Generally, problem is parted into two cases:
Fix $j_0$ and let $a\in A_{j_0}$
In the first case we concider a situation when $a\in A_{j_0} $ and we have not any sets $A_j$ such that element $a$ belogns to $A_j$. Then, as I've already written, we can separate such a set $A_{j_0}$ from the rest, namely from $\bigcup_j A_j$. From the definition, if $a\in A_{j_0}$, then $a\in \bigcup_j A_j$. On the other hand if $a\in\bigcup_j A_j$ and we know that it belongs only into $A_{j_0}$, then, clearly, $a\in A_{j_0}$ and it ends the first case.
More explanations are needed in the second case. Let us suppose that there exists such a $j_1$ that $a\in A_{j_1}\cap A_{j_0}$ (of course we are intuitively concidering now a case when $a$ belongs to some $A_j$'s). Then again we can separate those sets from the rest. Since an intersection of any pair $A_j\cap A_i$ is nowheredense both in $A_i$ and $A_j$, we get from the definition that germs in $a$ of those sets are different, namely $(A_{j_1})_a\neq (A_{j_0})_a$. The family is locally finite so if we take those $A_j$'s which $a$ belongs into, we can write a germ of a sum as a sum of germs"

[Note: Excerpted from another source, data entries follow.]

PR #3574, opened 2026-08-10
build(container): support non-root runtime execution

ko3n1g:
## Background / motivation

- ARC and sandboxed CI mount an immutable source commit at a custom path and run under a non-root UID.
- The release image currently anchors `uv`, Python, and build caches below `/root`, which is not traversable by that runtime identity.
- OCI security review also requires downloaded build tools to be verified before execution.

## What changed

- Move Python, uv, TRT-LLM wheel, and ccache state to shared `/opt` paths with ownership applied in the layers that create the data.
- Add UID/GID 65532, writable source/venv/cache targets, explicit runtime cache variables, and build-time non-root compatibility probes while retaining root as the default runtime identity.
- Keep `HOME` absent from the final image config so OCI runtimes derive the correct home from `/etc/passwd` after a user override.
- Update CI cache export paths and the `ray.sub` cache override to the relocated uv cache.
- Replace the uv installer script with a pinned release archive and verify per-architecture SHA-256 checksums for uv and CMake.

## Details

- Heavy cache ownership is set during creation to avoid duplicating large layers with a later recursive snapshot.
- Build and cache-export stages continue to run as root; the release image supports `--user 65532:65532` and Kubernetes `runAsUser: 65532` without changing its default root identity.
- Both the baked checkout and the custom-source mount path are checked for non-root writes.
- The final release-stage sync installs the NeMo RL project into `/opt/nemo_rl_venv`.

## Tested

- `docker buildx build --check -f docker/Dockerfile .` — completed with no warnings.
- `bash -n ray.sub` — passed.
- `git diff --check` — passed.
- `pre-commit run --files docker/Dockerfile ray.sub docs/cluster.md` — applicable repository check passed.
- DL/JOC NeMo-CI pipeline [`63363213`](https://gitlab-master.nvidia.com/dl/JoC/nemo-ci/-/pipelines/63363213) — running from `main-mirror` with `RL_REF=f0ad0fd15886eb4b7ff3718963f70f06b4e812e4`; limited to `llm_performance_grpo_llama3_1_8b_instruct_2n8g` in the `performance` suite on `cw_dfw`.

## Pre-checks

- [x] Selected `CI:L0` because the container image changes.
- [ ] Full container/GPU proof is running in DL/JOC pipeline `63363213`.
- [x] Dockerfile comments document the runtime ownership and cache contract.


docker/Dockerfile
```diff
@@ -409,18 +522,125 @@ if [[ -n "${NEMO_GYM_PREFETCH_CONFIGS:-}" ]]; then
...
+for interpreter in sorted(set(interpreters)):
+    subprocess.run(
+        [str(interpreter), "-c", "import sys; assert sys.executable"],
+        check=True,
+    )
+PY
+
+# Root remains the default runtime identity and keeps the conventional home.
+USER root
+ENV HOME=/root
```
thomasdhc: [P1] Findings: runc only derives `HOME` from `/etc/passwd` when `HOME` is absent from the process environment and `cuda-dl-base` sets no `HOME` of its own, so baking `ENV HOME=/root` here makes `--user 65532:65532` and Kubernetes `runAsUser: 65532` land on a root-owned `0700` home instead of `/home/nemo-runtime`, breaking every `$HOME`-relative write this image needs (HF cache, `$HOME/.triton` JIT cache, ray, uv's `~/.local`). Proposal: delete `ENV HOME=/root` and its `test "${HOME}" = /root` assertion so runc resolves `/root` for root and `/home/nemo-runtime` for 65532 from `/etc/passwd`.

docker/Dockerfile
```diff
@@ -94,23 +95,97 @@ rm -rf /var/lib/apt/lists/*
...
+    runtime_user="$(getent passwd "${RUNTIME_UID}" | cut -d: -f1)" && \
+    runuser --user "${runtime_user}" -- \
+        env HOME=/home/nemo-runtime \
+        UV_PYTHON_INSTALL_DIR="${UV_PYTHON_INSTALL_DIR}" \
+        /usr/local/bin/uv python install "${PYTHON_VERSION}"
+
+# Environments baked with uv's symlink mode must not point through /root: a
+# non-root runtime cannot traverse that directory even when the target files
+# themselves are world-readable.
+ENV UV_CACHE_DIR=/opt/nemo_rl_cache/uv
```
thomasdhc, line 190: [P1] Findings: moving the image cache to `/opt/nemo_rl_cache/uv` leaves `ray.sub:118` and `ray.sub:120` mounting `UV_CACHE_DIR_OVERRIDE` at the now-unread `/root/.cache/uv`, so the documented override silently becomes a no-op and venv rebuilds re-download every wheel per node per job instead of reusing the shared cache. Proposal: point the `ray.sub` mount target at `/opt/nemo_rl_cache/uv` and update the stale default documented at `docs/cluster.md:136`.

thomasdhc (changes requested):
Changes requested.

### Review notes
- The build-time non-root probes each export `HOME=/home/nemo-runtime` themselves, so they do not exercise the home directory a plain `--user 65532:65532` invocation actually receives.
- The release probe now ends with `uv sync --frozen --all-groups --no-install-project`, so the shipped `/opt/nemo_rl_venv` no longer carries the project install that the previous `uv run` prefetch left in place.

docker/Dockerfile
ko3n1g: Fixed in f0ad0fd1: ray.sub now mounts UV_CACHE_DIR_OVERRIDE at /opt/nemo_rl_cache/uv, and docs/cluster.md documents that same container default.

docker/Dockerfile
ko3n1g: Fixed in f0ad0fd1: removed both probe-level HOME overrides and the final ENV HOME=/root, and the non-root probe now asserts the /etc/passwd-derived /home/nemo-runtime value.

docker/Dockerfile
```diff
@@ -381,17 +477,34 @@ if [[ -n "${SKIP_TRTLLM_BUILD:-}" ]]; then
...
+install -d -o "${RUNTIME_UID}" -g "${RUNTIME_GID}" /opt/ray_venvs
 if [[ -n "$NEGATIVE_FILTERS" ]]; then
-    UV_LINK_MODE=symlink uv run nemo_rl/utils/prefetch_venvs.py --negative-filters $NEGATIVE_FILTERS
+    UV_LINK_MODE=symlink uv run --locked --extra nemo_gym nemo_rl/utils/prefetch_venvs.py --negative-filters $NEGATIVE_FILTERS
 else
-    UV_LINK_MODE=symlink uv run nemo_rl/utils/prefetch_venvs.py
+    UV_LINK_MODE=symlink uv run --locked --extra nemo_gym nemo_rl/utils/prefetch_venvs.py
 fi
+git config --system --unset-all safe.directory /opt/nemo-rl/3rdparty/Gym-workspace/Gym
+git config --system --unset-all safe.directory /opt/nemo-rl
```
thomasdhc: [P2] Findings: The checkout is transferred to UID 65532 while root remains the image's default runtime identity, and this line drops the last `safe.directory` entry before the layer commits, so a default container run hits Git's dubious-ownership refusal on any repository-discovering call under /opt/nemo-rl, silently stripping the commit suffix from `nemo_rl.__version__` and disabling the source-code and diff artifacts that WandbLogger attaches. Proposal: Retain a persistent system `safe.directory` entry for /opt/nemo-rl and the Gym workspace in the final image instead of unsetting it.

thomasdhc (commented):
Review completed.

### Review notes
- The container fingerprint check is unaffected by the ownership move, because `tools/generate_fingerprint.py` passes an explicit `--git-dir` and `--work-tree` and therefore bypasses Git's ownership validation.
- The pinned uv and CMake archives verify against the upstream published SHA-256 checksums for both x86_64 and aarch64.

docker/Dockerfile
ko3n1g: Fixed in 4835e3f7e. The final image now retains narrowly scoped system `safe.directory` entries for `/opt/nemo-rl` and the Gym workspace, so root runtime Git discovery continues to provide version and W&B source metadata while the checkouts remain owned by UID 65532.

docker/Dockerfile
```diff
@@ -302,15 +389,17 @@ fi
...
+# Restore the upstream all-groups environment in the same layer so the
+# transient TRT-LLM installation does not add a large intermediate venv layer.
+# The preceding dependency layer already warmed the NeMo Gym artifacts.
 uv sync --link-mode symlink --locked --all-groups --no-install-project
 
 # The final sync can repopulate the shared uv cache, so repeat the security
 # cleanup performed in the preceding dependency layer.
-find /root/.cache/uv -type d -path "*ray/_private/runtime_env/agent/thirdparty_files/aiohttp*" -exec rm -rf {} +
+find "${UV_CACHE_DIR}" -type d -path "*ray/_private/runtime_env/agent/thirdparty_files/aiohttp*" -exec rm -rf {} +
+chown -R "${RUNTIME_UID}:${RUNTIME_GID}" /opt/nemo_rl_venv "${UV_CACHE_DIR}"
```
thomasdhc: [P2] Findings: `chown -R` without an ownership filter issues a chown syscall on every entry regardless of its current owner, so this layer and the two release prefetch layers each re-chown the entire 43-54 GB uv cache that the creating layer already owns, costing roughly 160-200 s per layer against 4.6 s for the same tree inside its creating layer and forcing an equivalent overlayfs copy-up on the builder. Proposal: add `--from=0` to the post-creation recursive chowns, or reuse the `find … -uid 0 -exec chown --no-dereference` pattern already applied to `/opt/nemo-rl`, so already-owned files are skipped.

$$(\bigcup_j A_j)_a =(A_{j_1})_a\cup\ldots\cup (A_{j_r})_a,$$
but we know, that on the right hand side we have at least two different germs, which implies that the germ of a sum is not irreducible. This fact gives us that such a germ is not smooth, which means that $a$ doesn't belong to the regular part of a set.
Finally, we've showed that the sum is smooth in $a$ if and only if $a$ is the regular point of some $A_{j_0}$ and there are not any $j$'s such that $a$ belongs to the intersection $A_j\cap A_{j_0}$.